The gospels, as we've talked about in the past, the word “gospels” means the good news. And it is good news. God has spoken forth from heaven through the living word, his Son Jesus Christ, and we have four incredible disciples who each penned their witness of who Jesus was to give an invitation to you; that as you learn more about Jesus, you might look specifically at how Matthew, Mark, Luke, and John each witnessed or testified of Jesus. What is similar? What is different about those witnesses? Similarly, when you are listening in testimony meeting, if all these members of the Church each witness of Jesus Christ but each in their own way, there's something beautiful to learn.

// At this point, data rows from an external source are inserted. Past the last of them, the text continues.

PR #928, opened 2019-07-18
If system has already docker installed then skip docker installation

naveensriram:
**What type of PR is this?**
>
> /kind api-change
/kind bug
> /kind cleanup
> /kind design
> /kind documentation
> /kind test
> /kind failing-test
> /kind feature

If docker of any version is already installed in the system then skip docker installation

Code developed considering, version of docker installed on the system will be having minimum 2 dots.

### DIFF
--- a/CHANGELOG-1.1.md
+++ b/CHANGELOG-1.1.md
@@ -17,13 +17,13 @@
 
 This feature enables running applications with persistant data store at edge and KubeEdge to support [basic CSI Volume Lifecycle](https://github.com/container-storage-interface/spec/blob/master/spec.md#volume-lifecycle) and is compatible with Kubernetes and CSI.
 
-**Dynamic Admission control Webhook**
+**Dynamic Admission Control Webhook**
 
-Admission control webhook is an effective way of pre-processing the object configuration for KubeEdge API objects like devicemodels, devices. 
+Admission control webhook is an effective way of validating/mutating the object configuration for KubeEdge API objects like devicemodels, devices. 
 
 **Kubernetes Upgrade**
 
-Upgrade the venderod kubernetes version to v1.15.3.
+Upgrade the venderod kubernetes version to v1.15.3, so users can use the feature of new version on the cloud and on the edge side.
 
 **KubeEdge local setup scripts**
 
@@ -37,7 +37,7 @@ A bash script that can start a KubeEdge cluster in a VM with cloudcore, edgecore
 
 ### Other notable changes
 
-- Add New Feature: support CRI Interface docking docker. ([#829](https://github.com/kubeedge/kubeedge/pull/829), [@arcanique](https://github.com/arcanique))
+- Add New Feature: support dockershim in edged. ([#829](https://github.com/kubeedge/kubeedge/pull/829), [@arcanique](https://github.com/arcanique))
 
 - Fix edge_core cannot connect to edgecontroller after disconnecting once ([#870](https://github.com/kubeedge/kubeedge/pull/870), [@shouhong](https://github.com/shouhong))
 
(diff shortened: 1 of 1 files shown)


subpathdev:
I like the previous version because the edge_core can not run with every version of docker. (kubeadm v1.15 needed docker version 1.13 and higher)
I think you can do something with regex to check if a minimum version is installed.

naveensriram:
> I like the previous version because the edge_core can not run with every version of docker. (kubeadm v1.15 needed docker version 1.13 and higher)
> I think you can do something with regex to check if a minimum version is installed.

Referring to https://github.com/kubernetes/kubernetes/pull/77051 & https://kubernetes.io/docs/setup/release/notes/?origin_team=TDZ5TGXQW#cluster-lifecycle I also thought of introducing such a check for minimum version of docker required set to 1.13.1. 
But on referring to https://github.com/kubernetes/kubernetes/blob/master/CHANGELOG-1.14.md#external-dependencies I see docker version 18.03 is not been mentioned under valid versions and also in 1.15 release notes "external dependencies" section is missing which should cover the supported docker version section. In such case is it good to introduce minimum docker version check ? Thoughts @sids-b @rohitsardesai83 @subpathdev

subpathdev:
can you please rebase to the master branch and fix ut?

subpathdev:
> > I like the previous version because the edge_core can not run with every version of docker. (kubeadm v1.15 needed docker version 1.13 and higher)
> > I think you can do something with regex to check if a minimum version is installed.
> 
> Referring to [kubernetes/kubernetes#77051](https://github.com/kubernetes/kubernetes/pull/77051) & https://kubernetes.io/docs/setup/release/notes/?origin_team=TDZ5TGXQW#cluster-lifecycle I also thought of introducing such a check for minimum version of docker required set to 1.13.1.
> But on referring to https://github.com/kubernetes/kubernetes/blob/master/CHANGELOG-1.14.md#external-dependencies I see docker version 18.03 is not been mentioned under valid versions and also in 1.15 release notes "external dependencies" section is missing which should cover the supported docker version section. In such case is it good to introduce minimum docker version check ? Thoughts @sids-b @rohitsardesai83 @subpathdev @fisherxu

Yes I think we should set a minimum version. I think there will not be a problem with non valid versions because the most people will use their package managing tool (like apt or yum) to install the versions. A non valid version should not be installed via the package managing tool. On the other hand docker should not force to install a non valid version. they should say: install the stable version (if you know what can go wrong you can use the unstable version but this could break your programs / system)

If you want to set the minimum version of docker to 1.13, do you have tested kubeedge with these docker version?

naveensriram:
> > > I like the previous version because the edge_core can not run with every version of docker. (kubeadm v1.15 needed docker version 1.13 and higher)
> > > I think you can do something with regex to check if a minimum version is installed.
> > 
> > 
> > Referring to [kubernetes/kubernetes#77051](https://github.com/kubernetes/kubernetes/pull/77051) & https://kubernetes.io/docs/setup/release/notes/?origin_team=TDZ5TGXQW#cluster-lifecycle I also thought of introducing such a check for minimum version of docker required set to 1.13.1.
> > But on referring to https://github.com/kubernetes/kubernetes/blob/master/CHANGELOG-1.14.md#external-dependencies I see docker version 18.03 is not been mentioned under valid versions and also in 1.15 release notes "external dependencies" section is missing which should cover the supported docker version section. In such case is it good to introduce minimum docker version check ? Thoughts @sids-b @rohitsardesai83 @subpathdev @fisherxu
> 
> Yes I think we should set a minimum version. I think there will not be a problem with non valid versions because the most people will use their package managing tool (like apt or yum) to install the versions. A non valid version should not be installed via the package managing tool. On the other hand docker should not force to install a non valid version. they should say: install the stable version (if you know what can go wrong you can use the unstable version but this could break your programs / system)
> 
> If you want to set the minimum version of docker to 1.13, do you have tested kubeedge with these docker version?

Thanks @subpathdev for providing insights on this, will validate with docker 1.13 and make add that check.

sids-b:
@naveensriram , can you please resolve the review comments ??

PR #1183, opened 2019-10-09
WIP: fix travis issue with ubuntu16.04

chendave:
**What type of PR is this?**

/kind bug
/kind failing-test

**What this PR does / why we need it**:

**Which issue(s) this PR fixes**:

Fixes #

**Special notes for your reviewer**:

```release-note
NONE
```

PR #1396, opened 2020-01-14
Fix edgecore cpu usage issue

### LINKED ISSUE #1205: edgecore cpu usage rate will increase by container's num
**What happened**:
edgecore cpu usage rate will increase by container's num。
cpu usage rate over 10% when 6 pods run 
edgecore's cpu usage rate below than kubelet 
create some pod and check node's cpu usage rate

**Environment**:

**CloudSide Environment**:
- Kernel (e.g. `uname -a`):
- Others:

**EdgeSide Environment**:
- Kernel (e.g. `uname -a`):
- Others:

fisherxu:
**What type of PR is this?**
>
> /kind api-change

/kind bug
> /kind cleanup
> /kind design
> /kind documentation
> /kind test
> /kind failing-test
> /kind feature

**Before the fix:** 

- when 40 pods running in edge node, the cpu usage of edgecore will reach 40%.

**With this fix:** 

- when 100 pods running in edge node, the cpu usage of edgecore is between 3%~5%.

Fixes #1205

```release-note
Fix edgecore cpu usage issue
```


.travis.yml
```diff
@@ -5,7 +5,7 @@ git:
 
 sudo: required
 
-dist: trusty
```
fisherxu: image
When using ubuntu 14.04(trusty), the matching docker version is 17.9. This error is reported when starting the pod/container, but the status of the Pod is Running.
So the previous e2e runs have problems, now upgrade to 16.04, the pod is running normally.

.travis.yml
```diff
@@ -78,6 +79,7 @@ jobs:
     - stage: "Test on arm64"
       name: "build, smallbuild"
       arch: arm64
+      dist: trusty
```
fisherxu: ditto

.travis.yml
```diff
@@ -37,6 +37,7 @@ jobs:
     - stage: "Test on amd64"
       name: "build, smallbuild, crossbuild"
       arch: amd64
+      dist: trusty
```
fisherxu: There's some crossbuild error with 16.04, so using 14.04 for workaround here.
/cc @kevin-wangzefeng @chendave @kadisi

kevin-wangzefeng: I'm fine to get the fix in with this restriction, please create a follow-up issue to track this.

fisherxu: https://github.com/kubeedge/kubeedge/pull/1183  There is already a WIP PR to solve this issue, but it‘s a little complicated that relate to the vm image of travis.

kevin-wangzefeng: OK

edge/pkg/edged/pleg/generic.go
```diff
@@ -21,484 +21,29 @@ This file is derived from K8S Kubelet code with reduced set of methods
...
-	"k8s.io/kubernetes/pkg/kubelet/prober"
-	"k8s.io/kubernetes/pkg/kubelet/status"
-	kubetypes "k8s.io/kubernetes/pkg/kubelet/types"
-
-	"github.com/kubeedge/kubeedge/edge/pkg/edged/podmanager"
 )
 
 //GenericLifecycle is object for pleg lifecycle
 type GenericLifecycle struct {
 	pleg.GenericPLEG
```
kadisi: delete `GenericLifecycle ` struct , and use `pleg.GenericPLEG` directly?

fisherxu: Good idea, have done.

So, I'll just give you a moment or two to hear about what the gospels are as literature. So, when the gospels were written anciently, they were written in the guise of an ancient biography. Now in the modern day, most of us generally understand what a biography is, and many biographies are very lengthy and they basically go from like before the person was born through every little thing they did as a child, and their young age, and their middle life and how they died and their legacy, but every last detail we try to pack into these biographies. That is a modern biography where we try to trace the character development of the hero of the story. Ancient biographies were a little bit different.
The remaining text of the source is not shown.